Top of Record set

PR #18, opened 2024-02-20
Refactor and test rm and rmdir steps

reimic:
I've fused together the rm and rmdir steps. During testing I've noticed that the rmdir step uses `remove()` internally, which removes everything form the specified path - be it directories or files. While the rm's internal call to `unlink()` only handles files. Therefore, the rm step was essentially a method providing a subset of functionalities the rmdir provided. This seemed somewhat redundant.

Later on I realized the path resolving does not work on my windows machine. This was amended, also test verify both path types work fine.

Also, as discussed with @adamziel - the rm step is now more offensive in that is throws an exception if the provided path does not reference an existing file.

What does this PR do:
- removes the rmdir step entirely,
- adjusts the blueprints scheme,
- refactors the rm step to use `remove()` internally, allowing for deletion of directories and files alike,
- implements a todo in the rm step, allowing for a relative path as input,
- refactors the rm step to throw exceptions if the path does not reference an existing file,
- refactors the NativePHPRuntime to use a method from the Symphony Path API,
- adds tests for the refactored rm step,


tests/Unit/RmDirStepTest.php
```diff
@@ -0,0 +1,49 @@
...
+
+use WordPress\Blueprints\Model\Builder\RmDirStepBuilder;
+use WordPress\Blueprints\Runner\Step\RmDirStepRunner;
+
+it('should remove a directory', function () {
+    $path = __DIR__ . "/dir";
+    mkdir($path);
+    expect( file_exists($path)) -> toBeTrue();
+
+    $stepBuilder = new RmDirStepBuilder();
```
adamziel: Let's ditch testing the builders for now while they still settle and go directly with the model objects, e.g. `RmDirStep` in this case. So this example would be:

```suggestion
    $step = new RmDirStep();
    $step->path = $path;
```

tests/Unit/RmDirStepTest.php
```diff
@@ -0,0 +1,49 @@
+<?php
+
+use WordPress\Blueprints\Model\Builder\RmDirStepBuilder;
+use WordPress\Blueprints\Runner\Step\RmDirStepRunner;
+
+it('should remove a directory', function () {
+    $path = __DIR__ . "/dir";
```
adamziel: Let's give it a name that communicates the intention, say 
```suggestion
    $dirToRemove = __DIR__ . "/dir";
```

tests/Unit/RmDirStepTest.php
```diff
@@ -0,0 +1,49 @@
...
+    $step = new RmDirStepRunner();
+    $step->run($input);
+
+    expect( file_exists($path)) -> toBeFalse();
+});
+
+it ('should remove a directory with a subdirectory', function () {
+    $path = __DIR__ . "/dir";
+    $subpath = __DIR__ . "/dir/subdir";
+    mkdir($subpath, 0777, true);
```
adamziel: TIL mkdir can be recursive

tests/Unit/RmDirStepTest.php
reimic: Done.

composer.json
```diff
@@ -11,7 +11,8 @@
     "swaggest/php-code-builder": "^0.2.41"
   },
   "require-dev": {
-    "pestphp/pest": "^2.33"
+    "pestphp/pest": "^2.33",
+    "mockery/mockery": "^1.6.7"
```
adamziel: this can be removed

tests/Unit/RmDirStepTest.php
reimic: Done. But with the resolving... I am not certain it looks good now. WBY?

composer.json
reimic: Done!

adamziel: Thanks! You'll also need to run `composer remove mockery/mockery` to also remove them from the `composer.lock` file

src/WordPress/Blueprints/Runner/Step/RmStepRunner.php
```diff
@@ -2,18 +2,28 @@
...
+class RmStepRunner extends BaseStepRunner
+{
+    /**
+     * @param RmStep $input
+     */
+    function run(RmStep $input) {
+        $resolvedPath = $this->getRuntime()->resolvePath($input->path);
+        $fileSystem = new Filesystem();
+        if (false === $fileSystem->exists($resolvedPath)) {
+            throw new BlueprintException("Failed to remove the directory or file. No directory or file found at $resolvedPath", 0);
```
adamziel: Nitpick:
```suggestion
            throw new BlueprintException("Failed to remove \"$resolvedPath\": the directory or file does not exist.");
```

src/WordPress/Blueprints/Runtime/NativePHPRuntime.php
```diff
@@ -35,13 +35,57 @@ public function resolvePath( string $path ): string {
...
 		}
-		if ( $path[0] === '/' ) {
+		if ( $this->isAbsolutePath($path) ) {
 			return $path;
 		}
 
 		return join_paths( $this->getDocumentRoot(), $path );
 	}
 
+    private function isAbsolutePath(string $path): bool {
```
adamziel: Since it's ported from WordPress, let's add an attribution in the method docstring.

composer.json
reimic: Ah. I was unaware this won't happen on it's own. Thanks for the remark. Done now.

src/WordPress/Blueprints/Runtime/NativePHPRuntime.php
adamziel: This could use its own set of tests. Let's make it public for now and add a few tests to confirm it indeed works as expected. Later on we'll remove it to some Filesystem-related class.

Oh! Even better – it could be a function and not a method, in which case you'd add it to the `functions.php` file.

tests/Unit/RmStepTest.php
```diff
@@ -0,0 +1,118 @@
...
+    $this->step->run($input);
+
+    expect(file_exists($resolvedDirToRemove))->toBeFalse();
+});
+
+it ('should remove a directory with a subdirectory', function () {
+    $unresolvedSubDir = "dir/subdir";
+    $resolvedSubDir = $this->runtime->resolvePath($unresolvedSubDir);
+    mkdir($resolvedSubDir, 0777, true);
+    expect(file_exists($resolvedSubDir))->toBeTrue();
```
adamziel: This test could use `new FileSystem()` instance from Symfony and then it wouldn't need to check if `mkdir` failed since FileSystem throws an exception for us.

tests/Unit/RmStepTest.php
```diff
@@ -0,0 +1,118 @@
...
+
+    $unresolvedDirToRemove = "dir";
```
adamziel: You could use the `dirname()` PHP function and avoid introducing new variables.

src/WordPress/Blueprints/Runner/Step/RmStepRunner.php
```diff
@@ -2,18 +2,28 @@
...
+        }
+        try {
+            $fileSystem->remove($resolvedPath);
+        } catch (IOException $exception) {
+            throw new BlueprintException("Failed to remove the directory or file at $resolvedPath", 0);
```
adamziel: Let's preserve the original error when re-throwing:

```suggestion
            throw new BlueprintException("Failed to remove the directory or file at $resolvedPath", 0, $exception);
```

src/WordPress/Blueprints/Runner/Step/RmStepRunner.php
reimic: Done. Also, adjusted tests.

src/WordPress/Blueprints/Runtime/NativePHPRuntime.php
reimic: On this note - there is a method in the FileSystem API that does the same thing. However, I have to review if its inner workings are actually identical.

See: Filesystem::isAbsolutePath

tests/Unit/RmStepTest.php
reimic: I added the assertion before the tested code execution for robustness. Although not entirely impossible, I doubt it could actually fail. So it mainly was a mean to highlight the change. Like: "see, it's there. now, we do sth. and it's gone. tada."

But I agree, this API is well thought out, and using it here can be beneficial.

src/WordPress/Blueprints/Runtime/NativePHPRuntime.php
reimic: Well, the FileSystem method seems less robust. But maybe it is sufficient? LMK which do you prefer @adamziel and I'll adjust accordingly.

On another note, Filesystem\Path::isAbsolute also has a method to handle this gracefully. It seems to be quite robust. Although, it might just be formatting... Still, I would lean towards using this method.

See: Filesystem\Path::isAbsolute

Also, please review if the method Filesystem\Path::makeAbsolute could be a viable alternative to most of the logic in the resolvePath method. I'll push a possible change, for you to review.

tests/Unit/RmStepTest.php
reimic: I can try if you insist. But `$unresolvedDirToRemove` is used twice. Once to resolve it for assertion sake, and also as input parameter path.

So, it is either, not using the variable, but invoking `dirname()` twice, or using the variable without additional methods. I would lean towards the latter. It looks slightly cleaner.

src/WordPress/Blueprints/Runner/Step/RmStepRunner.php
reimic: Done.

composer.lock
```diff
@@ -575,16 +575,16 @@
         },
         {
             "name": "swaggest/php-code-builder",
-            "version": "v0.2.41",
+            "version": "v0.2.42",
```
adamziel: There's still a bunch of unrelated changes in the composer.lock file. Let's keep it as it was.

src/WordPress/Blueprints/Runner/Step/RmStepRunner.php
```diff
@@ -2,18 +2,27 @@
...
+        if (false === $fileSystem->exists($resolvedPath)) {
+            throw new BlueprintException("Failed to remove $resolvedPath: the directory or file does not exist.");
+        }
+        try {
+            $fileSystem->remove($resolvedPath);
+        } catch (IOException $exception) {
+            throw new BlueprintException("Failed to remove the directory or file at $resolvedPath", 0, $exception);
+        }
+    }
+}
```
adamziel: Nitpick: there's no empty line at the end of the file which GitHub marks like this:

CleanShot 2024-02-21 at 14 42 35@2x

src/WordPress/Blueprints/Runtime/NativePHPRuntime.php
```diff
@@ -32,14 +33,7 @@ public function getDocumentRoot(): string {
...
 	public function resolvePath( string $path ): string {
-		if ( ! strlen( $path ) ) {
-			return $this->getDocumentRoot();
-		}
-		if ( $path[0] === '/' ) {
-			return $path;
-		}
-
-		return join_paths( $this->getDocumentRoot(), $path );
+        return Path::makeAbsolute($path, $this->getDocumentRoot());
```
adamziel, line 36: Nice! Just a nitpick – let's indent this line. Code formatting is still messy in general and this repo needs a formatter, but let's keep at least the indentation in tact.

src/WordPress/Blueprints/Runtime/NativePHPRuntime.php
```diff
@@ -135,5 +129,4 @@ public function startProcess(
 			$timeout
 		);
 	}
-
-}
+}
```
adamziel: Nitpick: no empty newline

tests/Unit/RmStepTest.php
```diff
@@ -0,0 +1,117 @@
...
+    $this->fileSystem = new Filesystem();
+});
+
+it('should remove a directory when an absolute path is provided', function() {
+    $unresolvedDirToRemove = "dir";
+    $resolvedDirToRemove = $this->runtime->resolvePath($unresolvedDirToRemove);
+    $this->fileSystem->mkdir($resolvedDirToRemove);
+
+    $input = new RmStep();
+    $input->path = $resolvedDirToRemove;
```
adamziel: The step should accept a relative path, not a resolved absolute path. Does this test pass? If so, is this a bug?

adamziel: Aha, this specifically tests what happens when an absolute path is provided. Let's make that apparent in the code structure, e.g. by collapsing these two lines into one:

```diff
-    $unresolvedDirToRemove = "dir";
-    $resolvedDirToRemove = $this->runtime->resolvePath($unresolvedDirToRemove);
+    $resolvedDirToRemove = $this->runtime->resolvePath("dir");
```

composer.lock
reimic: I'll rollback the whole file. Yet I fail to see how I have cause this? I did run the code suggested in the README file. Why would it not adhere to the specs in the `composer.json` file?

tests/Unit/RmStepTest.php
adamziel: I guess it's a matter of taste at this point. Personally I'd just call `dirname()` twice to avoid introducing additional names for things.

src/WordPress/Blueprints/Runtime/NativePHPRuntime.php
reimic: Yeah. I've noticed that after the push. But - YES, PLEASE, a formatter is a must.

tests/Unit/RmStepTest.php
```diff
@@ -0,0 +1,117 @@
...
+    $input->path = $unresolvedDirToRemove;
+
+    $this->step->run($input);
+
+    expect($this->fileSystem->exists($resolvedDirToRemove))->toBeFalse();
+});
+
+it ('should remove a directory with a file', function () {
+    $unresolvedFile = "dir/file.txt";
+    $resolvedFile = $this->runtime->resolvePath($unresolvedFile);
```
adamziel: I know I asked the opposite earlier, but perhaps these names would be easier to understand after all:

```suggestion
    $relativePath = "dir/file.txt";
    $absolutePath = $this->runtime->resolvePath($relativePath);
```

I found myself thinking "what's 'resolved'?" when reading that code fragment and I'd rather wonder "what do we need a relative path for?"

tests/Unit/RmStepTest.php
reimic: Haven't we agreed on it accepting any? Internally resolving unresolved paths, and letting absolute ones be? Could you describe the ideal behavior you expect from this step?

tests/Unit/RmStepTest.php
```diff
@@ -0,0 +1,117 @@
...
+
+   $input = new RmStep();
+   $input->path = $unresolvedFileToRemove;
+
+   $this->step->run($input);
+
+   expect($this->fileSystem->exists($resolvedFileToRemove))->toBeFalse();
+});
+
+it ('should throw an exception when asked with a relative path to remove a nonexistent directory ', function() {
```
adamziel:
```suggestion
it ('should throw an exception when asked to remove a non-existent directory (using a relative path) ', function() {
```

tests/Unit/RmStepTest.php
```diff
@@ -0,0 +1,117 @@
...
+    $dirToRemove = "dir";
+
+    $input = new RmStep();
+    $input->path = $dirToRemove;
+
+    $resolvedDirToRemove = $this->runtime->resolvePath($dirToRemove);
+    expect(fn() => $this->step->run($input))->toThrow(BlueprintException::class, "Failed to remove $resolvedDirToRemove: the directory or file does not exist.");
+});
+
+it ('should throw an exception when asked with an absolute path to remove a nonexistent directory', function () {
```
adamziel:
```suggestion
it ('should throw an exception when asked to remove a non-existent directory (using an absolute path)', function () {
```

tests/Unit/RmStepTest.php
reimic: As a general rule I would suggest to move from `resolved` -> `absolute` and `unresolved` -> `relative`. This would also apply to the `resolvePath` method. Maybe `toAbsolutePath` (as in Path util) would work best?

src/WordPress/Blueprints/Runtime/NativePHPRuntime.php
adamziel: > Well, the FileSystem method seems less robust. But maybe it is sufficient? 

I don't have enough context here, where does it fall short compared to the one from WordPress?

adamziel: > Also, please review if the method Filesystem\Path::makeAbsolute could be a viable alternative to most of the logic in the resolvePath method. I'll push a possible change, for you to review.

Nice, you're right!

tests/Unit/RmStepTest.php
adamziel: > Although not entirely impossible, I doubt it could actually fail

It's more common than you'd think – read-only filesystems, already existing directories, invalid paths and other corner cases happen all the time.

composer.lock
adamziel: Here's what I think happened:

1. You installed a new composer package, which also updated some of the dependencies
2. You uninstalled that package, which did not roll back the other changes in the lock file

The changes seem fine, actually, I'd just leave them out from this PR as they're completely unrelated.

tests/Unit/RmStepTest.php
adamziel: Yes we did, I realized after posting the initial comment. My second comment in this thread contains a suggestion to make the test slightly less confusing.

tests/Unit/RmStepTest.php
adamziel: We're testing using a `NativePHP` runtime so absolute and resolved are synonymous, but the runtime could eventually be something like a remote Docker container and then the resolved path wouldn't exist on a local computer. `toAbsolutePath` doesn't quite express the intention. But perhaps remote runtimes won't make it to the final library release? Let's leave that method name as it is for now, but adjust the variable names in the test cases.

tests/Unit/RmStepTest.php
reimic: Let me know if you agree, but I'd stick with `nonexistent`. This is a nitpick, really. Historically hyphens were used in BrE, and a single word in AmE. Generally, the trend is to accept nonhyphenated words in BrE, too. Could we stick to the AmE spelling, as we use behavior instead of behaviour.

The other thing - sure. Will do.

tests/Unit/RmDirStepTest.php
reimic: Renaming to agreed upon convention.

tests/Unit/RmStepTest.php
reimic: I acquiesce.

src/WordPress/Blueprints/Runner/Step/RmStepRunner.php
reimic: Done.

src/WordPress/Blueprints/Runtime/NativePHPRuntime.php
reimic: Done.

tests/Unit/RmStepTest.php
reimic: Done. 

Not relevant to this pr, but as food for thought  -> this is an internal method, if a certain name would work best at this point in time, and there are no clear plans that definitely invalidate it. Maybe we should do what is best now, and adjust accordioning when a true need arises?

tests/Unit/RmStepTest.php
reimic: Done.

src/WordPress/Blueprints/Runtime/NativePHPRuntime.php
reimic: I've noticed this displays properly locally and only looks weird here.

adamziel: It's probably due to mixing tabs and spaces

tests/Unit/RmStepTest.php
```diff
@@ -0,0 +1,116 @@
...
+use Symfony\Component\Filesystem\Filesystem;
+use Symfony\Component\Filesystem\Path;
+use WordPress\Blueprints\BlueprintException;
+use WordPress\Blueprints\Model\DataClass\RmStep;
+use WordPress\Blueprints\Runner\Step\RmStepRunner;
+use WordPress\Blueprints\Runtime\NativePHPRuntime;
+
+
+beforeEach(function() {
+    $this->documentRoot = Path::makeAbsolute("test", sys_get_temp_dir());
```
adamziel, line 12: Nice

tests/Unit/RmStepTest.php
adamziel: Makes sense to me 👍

Bottom of Record set

■ What is being asked:
Provide the number of lines in the records above containing the string "Later", and write nothing more.

■ Response:
2